*INSTRUCTIONS TO FOLLOW:*
Which of the lines in the records below hold the string "builder"? Copy every one of them.

[[ ENTRIES PROVIDED open ]]

Issue #6286, opened 2025-04-30
Add Units to 'Manage Content' Admin Page


joncameron:
## Description
With Units as objects, CRUD actitivies should be possible within Avalon much as Collections are now. To this end the "Manage Content" page can become a more generic page where users can view Units and Collections on which they have a staff role. 

## Done Looks Like
- Manage content route changed from https://avalon-dev.dlib.indiana.edu/admin/collections to https://avalon-dev.dlib.indiana.edu/[placeholder]
- Manage page includes Units and Collections
- Units layout copied from Collections (tabular listing, hyperlinks to administrative pages for each, and buttons for create and delete.
- A new route name to be decided on and added instead of "admin": "/manage", etc.

## Quick Mockup 
```https://avalon-dev.dlib.indiana.edu/admin```
<img alt="Image" src="https://github.com/user-attachments/assets/0b998c97-afe8-4764-96d4-7897f50fb736" />

PR #6669, opened 2025-12-15
Add an /admin/dashboard page

masaball:
Related issue: #6286

### DIFF
--- a/app/controllers/admin/dashboard_controller.rb
+++ b/app/controllers/admin/dashboard_controller.rb
@@ -22,14 +22,7 @@ class Admin::DashboardController < ApplicationController
     # Allow the number of collections to be greater than 100
     blacklight_config.max_per_page = 100_000
     builder = ::CollectionSearchBuilder.new([:add_access_controls_to_solr_params_if_not_admin, :only_wanted_models, :add_paging_to_solr], self).rows(100_000)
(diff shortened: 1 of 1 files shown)


app/controllers/admin/dashboard_controller.rb
```diff
@@ -0,0 +1,84 @@
...
+  before_action :load_and_authorize_units, only: [:index]
+
+  def load_and_authorize_collections
+    authorize!(params[:action].to_sym, Admin::Collection)
+    repository = CatalogController.new.blacklight_config.repository
+    # Allow the number of collections to be greater than 100
+    blacklight_config.max_per_page = 100_000
+    builder = ::CollectionSearchBuilder.new([:add_access_controls_to_solr_params_if_not_admin, :only_wanted_models, :add_paging_to_solr], self).rows(100_000)
+    if params[:user].present? && can?(:manage, Admin::Collection)
+      user = User.find_by_username_or_email(params[:user])
```
cjcolvar: I forget what the use case of `params[:user]` was.  It might be only useful in API requests and if so then it probably isn't needed here (and only in the original Admin::UnitsController and Admin::CollectionsController).

cjcolvar (commented):
This looks great!

cjcolvar (approved):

[[ ENTRIES PROVIDED closed ]]

*EXERCISE OUTPUT:*
     builder = ::CollectionSearchBuilder.new([:add_access_controls_to_solr_params_if_not_admin, :only_wanted_models, :add_paging_to_solr], self).rows(100_000)
+    builder = ::CollectionSearchBuilder.new([:add_access_controls_to_solr_params_if_not_admin, :only_wanted_models, :add_paging_to_solr], self).rows(100_000)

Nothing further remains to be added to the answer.